Which lines in the records below contain the word "fromPath"? Copy each one out.

DATA TO USE:
== == ==

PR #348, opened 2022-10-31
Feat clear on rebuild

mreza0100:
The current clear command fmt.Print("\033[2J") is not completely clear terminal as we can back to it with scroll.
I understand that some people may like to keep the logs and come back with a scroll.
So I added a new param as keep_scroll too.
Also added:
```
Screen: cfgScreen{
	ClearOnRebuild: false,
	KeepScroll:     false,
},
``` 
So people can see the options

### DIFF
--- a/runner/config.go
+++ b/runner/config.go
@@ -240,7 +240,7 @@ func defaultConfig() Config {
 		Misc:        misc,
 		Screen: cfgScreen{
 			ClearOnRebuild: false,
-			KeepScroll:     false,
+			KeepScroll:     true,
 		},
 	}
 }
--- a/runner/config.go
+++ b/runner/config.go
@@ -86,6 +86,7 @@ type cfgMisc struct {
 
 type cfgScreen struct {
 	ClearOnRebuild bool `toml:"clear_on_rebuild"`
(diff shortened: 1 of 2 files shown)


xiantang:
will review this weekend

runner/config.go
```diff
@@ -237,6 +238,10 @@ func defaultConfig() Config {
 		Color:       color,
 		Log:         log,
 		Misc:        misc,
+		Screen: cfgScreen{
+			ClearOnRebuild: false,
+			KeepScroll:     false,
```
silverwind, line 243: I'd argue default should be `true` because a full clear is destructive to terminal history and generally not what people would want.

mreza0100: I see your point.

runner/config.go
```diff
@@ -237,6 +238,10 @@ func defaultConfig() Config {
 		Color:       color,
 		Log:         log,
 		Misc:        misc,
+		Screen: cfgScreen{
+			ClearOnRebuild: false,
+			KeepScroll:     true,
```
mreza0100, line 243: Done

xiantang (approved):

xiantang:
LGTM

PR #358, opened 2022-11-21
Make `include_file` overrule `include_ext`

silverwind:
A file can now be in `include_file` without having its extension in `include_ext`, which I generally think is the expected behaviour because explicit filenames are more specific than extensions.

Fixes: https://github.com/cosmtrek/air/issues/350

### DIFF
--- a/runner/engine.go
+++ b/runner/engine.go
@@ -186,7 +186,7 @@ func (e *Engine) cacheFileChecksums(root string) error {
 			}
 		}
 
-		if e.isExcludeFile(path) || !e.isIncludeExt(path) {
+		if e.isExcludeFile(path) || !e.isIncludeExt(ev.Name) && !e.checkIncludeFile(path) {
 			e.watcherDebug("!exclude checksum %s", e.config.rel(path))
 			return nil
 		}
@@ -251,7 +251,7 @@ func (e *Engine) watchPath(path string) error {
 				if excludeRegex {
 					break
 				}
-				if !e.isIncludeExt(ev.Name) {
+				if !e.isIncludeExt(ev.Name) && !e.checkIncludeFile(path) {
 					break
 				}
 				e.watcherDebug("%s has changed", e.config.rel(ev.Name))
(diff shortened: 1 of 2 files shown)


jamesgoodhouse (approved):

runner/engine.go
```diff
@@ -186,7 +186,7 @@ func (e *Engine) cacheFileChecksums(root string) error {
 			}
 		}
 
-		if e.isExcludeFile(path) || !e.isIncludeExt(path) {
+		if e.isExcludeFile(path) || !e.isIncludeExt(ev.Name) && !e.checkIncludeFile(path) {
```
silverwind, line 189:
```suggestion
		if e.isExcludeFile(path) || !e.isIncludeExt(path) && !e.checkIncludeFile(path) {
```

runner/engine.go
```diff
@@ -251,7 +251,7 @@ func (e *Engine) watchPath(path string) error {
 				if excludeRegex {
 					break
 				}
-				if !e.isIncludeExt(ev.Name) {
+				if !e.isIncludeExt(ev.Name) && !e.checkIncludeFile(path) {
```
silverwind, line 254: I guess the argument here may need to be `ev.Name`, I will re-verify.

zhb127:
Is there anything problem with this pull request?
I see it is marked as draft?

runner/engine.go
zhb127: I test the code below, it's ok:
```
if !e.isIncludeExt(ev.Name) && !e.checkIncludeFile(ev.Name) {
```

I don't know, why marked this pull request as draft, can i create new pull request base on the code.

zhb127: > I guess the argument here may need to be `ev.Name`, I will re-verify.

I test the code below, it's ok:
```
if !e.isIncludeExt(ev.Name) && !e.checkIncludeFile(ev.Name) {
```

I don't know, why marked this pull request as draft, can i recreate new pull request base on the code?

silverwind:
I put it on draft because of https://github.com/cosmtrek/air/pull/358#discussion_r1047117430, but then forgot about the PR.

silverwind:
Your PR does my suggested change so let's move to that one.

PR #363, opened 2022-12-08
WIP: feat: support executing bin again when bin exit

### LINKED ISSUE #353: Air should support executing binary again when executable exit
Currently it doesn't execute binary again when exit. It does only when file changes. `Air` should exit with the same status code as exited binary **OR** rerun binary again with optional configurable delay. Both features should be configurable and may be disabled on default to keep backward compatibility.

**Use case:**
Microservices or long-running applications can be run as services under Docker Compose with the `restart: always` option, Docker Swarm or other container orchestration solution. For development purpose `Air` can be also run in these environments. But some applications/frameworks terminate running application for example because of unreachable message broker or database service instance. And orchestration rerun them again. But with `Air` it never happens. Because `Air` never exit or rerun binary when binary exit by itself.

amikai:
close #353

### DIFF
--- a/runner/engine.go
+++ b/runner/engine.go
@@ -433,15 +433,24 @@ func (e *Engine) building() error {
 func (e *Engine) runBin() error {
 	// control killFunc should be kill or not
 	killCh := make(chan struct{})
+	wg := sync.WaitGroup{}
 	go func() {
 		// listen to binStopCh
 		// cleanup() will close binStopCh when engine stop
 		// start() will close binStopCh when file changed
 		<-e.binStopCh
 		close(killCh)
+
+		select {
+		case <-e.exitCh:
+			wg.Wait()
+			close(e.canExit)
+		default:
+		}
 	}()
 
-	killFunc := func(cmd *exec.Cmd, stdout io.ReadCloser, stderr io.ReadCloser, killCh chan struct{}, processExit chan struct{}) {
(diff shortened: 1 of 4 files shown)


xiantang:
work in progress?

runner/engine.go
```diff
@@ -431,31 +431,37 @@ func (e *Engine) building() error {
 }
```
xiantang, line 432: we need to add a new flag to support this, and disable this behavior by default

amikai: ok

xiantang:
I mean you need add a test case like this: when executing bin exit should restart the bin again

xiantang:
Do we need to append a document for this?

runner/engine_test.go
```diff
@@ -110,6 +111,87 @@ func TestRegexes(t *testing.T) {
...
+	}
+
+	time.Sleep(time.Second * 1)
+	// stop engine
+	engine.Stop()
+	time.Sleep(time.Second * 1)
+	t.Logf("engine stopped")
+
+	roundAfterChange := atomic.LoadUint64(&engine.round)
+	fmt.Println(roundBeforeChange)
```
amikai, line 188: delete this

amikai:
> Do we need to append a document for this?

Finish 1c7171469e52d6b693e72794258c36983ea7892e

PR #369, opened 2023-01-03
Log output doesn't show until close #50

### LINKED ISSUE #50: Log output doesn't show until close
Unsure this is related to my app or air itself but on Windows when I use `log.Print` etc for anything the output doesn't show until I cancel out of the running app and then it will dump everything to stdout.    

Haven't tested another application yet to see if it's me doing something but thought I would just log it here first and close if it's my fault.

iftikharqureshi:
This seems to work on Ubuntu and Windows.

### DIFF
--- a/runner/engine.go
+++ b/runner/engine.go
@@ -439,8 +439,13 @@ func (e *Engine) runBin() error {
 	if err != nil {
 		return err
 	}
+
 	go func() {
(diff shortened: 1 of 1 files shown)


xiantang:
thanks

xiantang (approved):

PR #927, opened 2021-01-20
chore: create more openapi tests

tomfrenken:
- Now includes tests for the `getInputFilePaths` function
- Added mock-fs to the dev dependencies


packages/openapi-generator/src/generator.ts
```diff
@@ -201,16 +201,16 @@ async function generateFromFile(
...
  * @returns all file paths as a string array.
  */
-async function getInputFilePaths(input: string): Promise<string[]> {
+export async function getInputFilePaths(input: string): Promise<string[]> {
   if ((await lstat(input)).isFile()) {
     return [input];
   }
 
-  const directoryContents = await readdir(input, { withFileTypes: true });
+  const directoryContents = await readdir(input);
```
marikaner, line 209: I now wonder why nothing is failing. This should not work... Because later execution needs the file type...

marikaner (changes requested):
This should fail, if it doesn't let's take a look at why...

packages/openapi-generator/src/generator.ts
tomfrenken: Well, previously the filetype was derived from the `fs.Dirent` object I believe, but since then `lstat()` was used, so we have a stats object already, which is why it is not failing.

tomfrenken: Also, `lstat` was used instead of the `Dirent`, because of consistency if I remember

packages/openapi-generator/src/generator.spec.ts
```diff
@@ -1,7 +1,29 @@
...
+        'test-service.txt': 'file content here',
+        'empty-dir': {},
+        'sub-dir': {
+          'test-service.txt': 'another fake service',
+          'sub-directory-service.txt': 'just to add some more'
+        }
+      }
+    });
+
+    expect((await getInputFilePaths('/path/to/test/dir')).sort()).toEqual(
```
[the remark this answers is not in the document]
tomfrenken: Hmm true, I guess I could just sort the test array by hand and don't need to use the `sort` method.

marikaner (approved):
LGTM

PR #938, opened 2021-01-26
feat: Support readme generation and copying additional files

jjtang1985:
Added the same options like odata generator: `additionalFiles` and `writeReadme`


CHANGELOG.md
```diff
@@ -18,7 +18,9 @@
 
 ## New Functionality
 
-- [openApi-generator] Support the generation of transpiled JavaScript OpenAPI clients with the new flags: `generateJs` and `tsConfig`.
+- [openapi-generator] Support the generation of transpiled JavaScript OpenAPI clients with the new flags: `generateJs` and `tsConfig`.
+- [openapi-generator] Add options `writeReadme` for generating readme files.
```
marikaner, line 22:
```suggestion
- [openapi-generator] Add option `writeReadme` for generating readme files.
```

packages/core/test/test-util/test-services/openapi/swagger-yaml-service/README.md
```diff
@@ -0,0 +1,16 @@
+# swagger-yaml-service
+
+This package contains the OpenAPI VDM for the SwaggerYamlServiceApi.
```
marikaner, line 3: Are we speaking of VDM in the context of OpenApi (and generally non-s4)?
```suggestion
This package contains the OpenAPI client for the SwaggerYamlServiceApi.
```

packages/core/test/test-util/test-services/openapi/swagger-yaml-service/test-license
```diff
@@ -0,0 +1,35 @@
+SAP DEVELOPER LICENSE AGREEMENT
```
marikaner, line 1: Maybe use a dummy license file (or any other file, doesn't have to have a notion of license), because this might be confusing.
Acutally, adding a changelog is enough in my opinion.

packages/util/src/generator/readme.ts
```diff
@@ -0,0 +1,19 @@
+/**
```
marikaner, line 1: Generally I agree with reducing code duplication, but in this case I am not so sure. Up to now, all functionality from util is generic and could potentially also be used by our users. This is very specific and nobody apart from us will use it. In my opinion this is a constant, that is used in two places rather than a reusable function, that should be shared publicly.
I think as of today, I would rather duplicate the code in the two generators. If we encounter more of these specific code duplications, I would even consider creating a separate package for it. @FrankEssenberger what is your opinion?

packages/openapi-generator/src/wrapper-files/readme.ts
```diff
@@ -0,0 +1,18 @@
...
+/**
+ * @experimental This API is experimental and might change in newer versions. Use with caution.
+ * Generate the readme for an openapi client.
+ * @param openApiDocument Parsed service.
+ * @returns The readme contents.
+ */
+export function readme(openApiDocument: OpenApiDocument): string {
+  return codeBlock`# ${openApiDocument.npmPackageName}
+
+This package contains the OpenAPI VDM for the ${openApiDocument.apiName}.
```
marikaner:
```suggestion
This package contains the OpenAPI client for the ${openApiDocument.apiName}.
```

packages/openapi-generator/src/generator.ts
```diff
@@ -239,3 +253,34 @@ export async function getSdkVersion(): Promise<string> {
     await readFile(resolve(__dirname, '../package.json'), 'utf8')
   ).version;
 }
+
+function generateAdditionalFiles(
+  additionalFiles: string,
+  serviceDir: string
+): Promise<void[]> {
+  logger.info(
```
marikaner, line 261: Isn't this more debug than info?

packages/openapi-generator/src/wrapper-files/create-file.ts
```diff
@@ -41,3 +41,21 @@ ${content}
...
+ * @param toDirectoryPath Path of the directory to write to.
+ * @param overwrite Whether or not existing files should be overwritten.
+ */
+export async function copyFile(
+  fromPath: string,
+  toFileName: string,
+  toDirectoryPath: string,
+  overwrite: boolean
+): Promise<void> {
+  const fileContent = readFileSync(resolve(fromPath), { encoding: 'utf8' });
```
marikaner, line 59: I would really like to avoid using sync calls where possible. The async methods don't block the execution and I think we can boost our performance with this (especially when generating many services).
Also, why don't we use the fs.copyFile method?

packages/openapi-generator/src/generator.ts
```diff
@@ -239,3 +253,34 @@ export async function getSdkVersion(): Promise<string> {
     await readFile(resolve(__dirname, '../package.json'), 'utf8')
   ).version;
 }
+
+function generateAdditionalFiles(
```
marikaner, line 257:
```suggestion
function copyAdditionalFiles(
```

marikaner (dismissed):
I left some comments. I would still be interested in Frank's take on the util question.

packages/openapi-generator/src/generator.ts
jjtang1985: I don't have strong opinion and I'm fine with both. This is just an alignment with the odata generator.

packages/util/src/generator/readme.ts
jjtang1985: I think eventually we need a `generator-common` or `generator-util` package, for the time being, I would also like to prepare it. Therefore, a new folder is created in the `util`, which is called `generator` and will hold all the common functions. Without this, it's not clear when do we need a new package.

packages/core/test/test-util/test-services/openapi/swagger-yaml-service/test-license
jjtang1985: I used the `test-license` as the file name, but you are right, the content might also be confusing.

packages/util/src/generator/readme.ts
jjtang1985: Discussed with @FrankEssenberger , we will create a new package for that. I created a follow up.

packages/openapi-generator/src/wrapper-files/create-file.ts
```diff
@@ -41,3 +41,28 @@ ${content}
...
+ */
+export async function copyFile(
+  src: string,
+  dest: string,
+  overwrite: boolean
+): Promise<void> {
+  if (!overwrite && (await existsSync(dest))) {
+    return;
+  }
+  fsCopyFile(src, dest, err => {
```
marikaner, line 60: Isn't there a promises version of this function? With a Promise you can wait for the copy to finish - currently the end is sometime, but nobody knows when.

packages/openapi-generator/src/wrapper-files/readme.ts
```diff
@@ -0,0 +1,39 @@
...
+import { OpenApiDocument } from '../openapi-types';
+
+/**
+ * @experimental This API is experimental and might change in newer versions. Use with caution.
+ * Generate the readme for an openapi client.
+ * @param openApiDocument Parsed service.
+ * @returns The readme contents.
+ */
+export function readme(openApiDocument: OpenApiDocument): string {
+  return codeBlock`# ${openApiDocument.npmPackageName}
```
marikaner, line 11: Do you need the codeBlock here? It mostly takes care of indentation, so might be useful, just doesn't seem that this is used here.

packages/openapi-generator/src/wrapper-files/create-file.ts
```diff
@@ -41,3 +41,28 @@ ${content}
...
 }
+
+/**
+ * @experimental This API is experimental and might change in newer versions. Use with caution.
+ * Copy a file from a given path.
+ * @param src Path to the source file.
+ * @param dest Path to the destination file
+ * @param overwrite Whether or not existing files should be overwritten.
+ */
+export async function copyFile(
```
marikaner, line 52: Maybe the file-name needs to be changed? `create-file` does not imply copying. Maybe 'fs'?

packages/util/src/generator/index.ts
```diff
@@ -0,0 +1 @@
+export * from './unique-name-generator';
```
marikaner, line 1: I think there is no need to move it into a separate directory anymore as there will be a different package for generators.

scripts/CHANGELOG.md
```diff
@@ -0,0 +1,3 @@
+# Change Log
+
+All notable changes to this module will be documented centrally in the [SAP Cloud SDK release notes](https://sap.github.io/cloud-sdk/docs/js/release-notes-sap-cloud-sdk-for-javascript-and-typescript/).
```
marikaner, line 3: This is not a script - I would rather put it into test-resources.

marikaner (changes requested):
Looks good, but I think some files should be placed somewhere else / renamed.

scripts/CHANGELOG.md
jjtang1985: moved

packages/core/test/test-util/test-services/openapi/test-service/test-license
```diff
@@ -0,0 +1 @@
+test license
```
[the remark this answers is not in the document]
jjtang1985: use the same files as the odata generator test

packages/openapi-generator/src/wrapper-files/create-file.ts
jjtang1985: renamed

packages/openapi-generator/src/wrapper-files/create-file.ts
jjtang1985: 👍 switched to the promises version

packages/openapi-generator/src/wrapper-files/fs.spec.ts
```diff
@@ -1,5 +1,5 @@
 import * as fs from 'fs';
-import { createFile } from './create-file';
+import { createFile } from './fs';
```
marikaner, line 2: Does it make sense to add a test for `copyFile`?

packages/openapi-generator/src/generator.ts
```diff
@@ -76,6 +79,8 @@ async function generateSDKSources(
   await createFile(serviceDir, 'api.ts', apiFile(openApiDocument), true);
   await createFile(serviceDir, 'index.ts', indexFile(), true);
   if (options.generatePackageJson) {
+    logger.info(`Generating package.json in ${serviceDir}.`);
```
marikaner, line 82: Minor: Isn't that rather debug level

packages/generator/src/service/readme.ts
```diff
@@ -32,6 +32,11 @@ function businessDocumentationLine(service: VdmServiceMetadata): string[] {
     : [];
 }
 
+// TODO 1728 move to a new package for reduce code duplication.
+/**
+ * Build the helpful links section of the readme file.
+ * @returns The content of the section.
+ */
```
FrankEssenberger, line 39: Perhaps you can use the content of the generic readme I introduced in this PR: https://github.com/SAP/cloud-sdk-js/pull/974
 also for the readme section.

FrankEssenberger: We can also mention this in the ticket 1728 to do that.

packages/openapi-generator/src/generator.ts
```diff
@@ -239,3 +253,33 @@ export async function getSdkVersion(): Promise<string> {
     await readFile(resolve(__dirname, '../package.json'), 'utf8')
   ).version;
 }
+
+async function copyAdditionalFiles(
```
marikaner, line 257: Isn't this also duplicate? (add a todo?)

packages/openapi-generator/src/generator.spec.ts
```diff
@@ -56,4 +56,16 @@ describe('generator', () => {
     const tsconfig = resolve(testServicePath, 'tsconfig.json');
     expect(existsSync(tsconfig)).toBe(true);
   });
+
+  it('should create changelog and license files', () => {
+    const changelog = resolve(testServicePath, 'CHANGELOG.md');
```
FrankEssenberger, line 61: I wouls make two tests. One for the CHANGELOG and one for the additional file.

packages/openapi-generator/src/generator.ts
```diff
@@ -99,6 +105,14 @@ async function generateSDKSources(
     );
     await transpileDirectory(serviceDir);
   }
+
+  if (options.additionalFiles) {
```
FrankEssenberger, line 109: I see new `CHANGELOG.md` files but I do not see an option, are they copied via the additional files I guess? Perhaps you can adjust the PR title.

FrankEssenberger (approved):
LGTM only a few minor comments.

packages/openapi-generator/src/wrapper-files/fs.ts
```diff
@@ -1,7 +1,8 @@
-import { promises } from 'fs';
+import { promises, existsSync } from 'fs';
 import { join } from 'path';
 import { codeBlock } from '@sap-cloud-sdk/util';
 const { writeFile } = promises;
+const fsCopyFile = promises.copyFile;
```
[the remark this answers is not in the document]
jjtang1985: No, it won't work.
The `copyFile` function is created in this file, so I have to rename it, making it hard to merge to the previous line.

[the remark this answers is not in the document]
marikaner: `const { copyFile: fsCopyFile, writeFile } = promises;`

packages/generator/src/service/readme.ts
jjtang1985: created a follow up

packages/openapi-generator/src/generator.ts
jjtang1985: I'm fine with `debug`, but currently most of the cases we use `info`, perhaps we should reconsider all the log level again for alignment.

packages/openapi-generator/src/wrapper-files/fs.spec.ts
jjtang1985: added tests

== == ==

RESPONSE AREA:
+  fromPath: string,
+  const fileContent = readFileSync(resolve(fromPath), { encoding: 'utf8' });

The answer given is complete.